The team at Grand Rapids-based private equity firm Auxo Investment Partners has a saying that every deal has to die once before it closes.
“That tends to be the way these things work — you often come across things that look like they could be deal killers and you just have to find a way to work through them,” said Jeff Helminski, managing partner of Auxo, which invests in growing founder- and family-owned industrial, manufacturing and business-services companies.
Helminski and his team at Auxo encountered plenty of those instances in its 2020 acquisition of Indianapolis-based Precision Parts Group Inc.
Precision Parts Group’s two divisions included Paramount Tube, which manufactures highly engineered and custom small diameter spiral-wound and extruded tubular products, and Euclid Medical Products, which manufacturers single- and multi-dose pharmaceutical packing systems.
Precision Parts Group operates out of the Midwest region with a joint venture operation in China.
By closing on the deal in September of 2020, Auxo was able to establish a platform in the spiral-wound tubular products and pharmaceutical packaging industries.
By Helmisnki’s assessment, the transaction came with a particularly complex set of characteristics and dynamics that the team had to finesse in order to close the deal against the backdrop of the ongoing COVID-19 pandemic, a potential deal-killer of its own.
The deal earned a nod in this year’s M&A Deals of the Year Awards as an honorable mention.
The international component was one distinguishing factor of the deal, marking the first time that Auxo has acquired a company with international operations.
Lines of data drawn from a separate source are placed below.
PR #291, opened 2026-06-23
perl: complete reproducibility — pin all host/time-derived Config fields

bryan-minimal:
## Problem

The merged #249 pinned perl's build time via `-D cf_time`, but the **rebuild-world audit caught that fix was incomplete** — a forced double-build still `DIFFERS`. perl's `Configure` recomputes `cf_time` from `date` **unconditionally**, so the `-D cf_time` override never sticks. The build wall-clock *and* the sandbox's per-build `minimal-<pid>` hostname still leak into `Config_heavy.pl`, `perlbug`, and `perlthanks` via five fields:

```
cf_time     = build wall-clock     (the original target, not actually pinned)
myuname     = `uname -a`           ("Target system" line — embeds nodename)
myhostname  = minimal-<pid>
cf_email    = build@minimal-<pid>.nonet
perladmin   = build@minimal-<pid>.nonet
```

## Fix

Pin them all via `config.over`, which `Configure` sources **after** it computes everything — perl's documented override hook (unlike `-D`, which gets overwritten):

- `cf_time` / `cf_by` derived from `SOURCE_DATE_EPOCH`
- `myuname` with only the nodename sanitized (keeps real kernel info)
- `myhostname` / `cf_email` / `perladmin` → fixed tokens

## Verification

Two from-scratch forced rebuilds (`--rebuild --no-fetch`, aarch64) → **byte-identical**: `repro-check diff` reports **2736/2736 files identical, REPRODUCIBLE**. Before: `DIFFERS` on the 3 Config files. (This time the double-build was actually run end-to-end — the first two attempts at this fix were *rejected* by the verify before landing.)

## Summary by CodeRabbit

* **Chores**
  * Improved reproducibility of Perl builds by ensuring generated configuration metadata is deterministic, including time-based fields and host-derived identity values. This reduces build-to-build variability caused by system environment differences during the build process.

### DIFF
--- a/packages/perl/build.sh
+++ b/packages/perl/build.sh
@@ -20,7 +20,7 @@ export CXXFLAGS="${CFLAGS}"
 # which feeds $config_tag1 (perlbug/perlthanks) and the "Configuration time" line
 # in Config_heavy.pl. config.over is sourced AFTER all of Configure's computation
 # (perl's documented override hook), so pin cf_time/cf_by there instead.
-# The sandbox already exports SOURCE_DATE_EPOCH=0 — read it (with a fallback), don't re-set it.
+# The sandbox already exports SOURCE_DATE_EPOCH — read it (with a fallback), don't re-set it.
 CF_TIME="$(LC_ALL=C TZ=UTC date -u -d "@${SOURCE_DATE_EPOCH:-0}" 2>/dev/null || echo 'Thu Jan  1 00:00:00 UTC 1970')"
 # Configure also bakes the build host's nodename (in the sandbox a per-build
 # `minimal-<pid>` hostname) into several Config fields: myuname (the "Target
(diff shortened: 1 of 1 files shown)


bryan-minimal:
Thanks @coderabbitai — both addressed (e3a103c), and re-verified byte-identical.

- **Dropped the redundant `export SOURCE_DATE_EPOCH`**: the sandbox already exports it (the repo recipe says not to re-set it), so build.sh reads it with a fallback at the use site — `date -u -d "@${SOURCE_DATE_EPOCH:-0}"`.
- **`awk` field-2 nodename sanitize**: `uname -a | awk '{$2="builder"; print}'` replaces field 2 directly — robust against an empty / regex-metachar / slash nodename, no sed-pattern pitfalls.

Confirmed the refinements don't regress determinism: a fresh from-scratch double-build is byte-identical (`repro-check diff`, `--rebuild --no-fetch`, aarch64 → REPRODUCIBLE).

(Follow-up 457960f rewords a comment whose literal text the disallowed-patterns checker rejects even in comments.)

msample (approved):

bryan-minimal:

However, the firm’s team members did have plenty of experience in the international space.
The Chinese joint venture, called PPG International, was partially owned by a minority shareholder who led the operation in the country.
The challenges arose when Auxo was unable to connect with members of the joint venture in person and — because of a travel ban — had to rely on a consultant for onsite operational due diligence. Auxo’s consultant splits time between Michigan and her home in Austria, but because of the travel limitations, even she had to rely on an additional partner on the ground in China to carry out the crucial phase of the deal.
“Building a relationship with them, getting to know them and having them trust us was important and that was a challenge,” Helminski said. “In terms of the operational diligence, we had to rely on a third-party adviser really almost two steps removed.”
Navigating the due diligence of an extremely niche market was also a hurdle for Auxo. The team worked to map out the state of the market, determine where PPG stood in the space, uncover opportunities to dominate the industry and cultivate industry relationships. Auxo tackled this through consulting with industry experts and conducting independent research, which was a challenge during a time of economic and geopolitical uncertainty.
A New York City-based private equity fund was the primary seller of PPG. However, the largest shareholder was the incumbent mezzanine lender who also desired to remain in the deal as both a lender and equity owner.
This left Auxo to negotiate a transaction with a singular partner at the mezzanine lending firm who was both the largest shareholder and subordinated debt holder. At the same time, the party was the new subordinated debt holder Auxo had to negotiate with, and they desired to be an equity investor in the deal going forward.
Precision Parts Group CEO David Hooe was the second largest shareholder and had been with the company for 30 years. Hooe was concerned with the legacy of the company and the fate of its employees.
Auxo caught a serendipitous break. One of Auxo’s founding investors is also the founder of a Chicago-based private equity firm, which coincidentally owned PPG previously when Hooe took over as CEO. This helped to build a bridge between Auxo and PPG.
With these latest experiences under its belt, Auxo Investment Partners continues to seek out deals. Helminski said the firm is eying a European deal as a potential add-on acquisition for one of its existing companies.
“We’re usually looking for good companies that we think we can help make a little better, but mostly grow them over time with our hands on, operationally active engagement with the company,” Helminski said.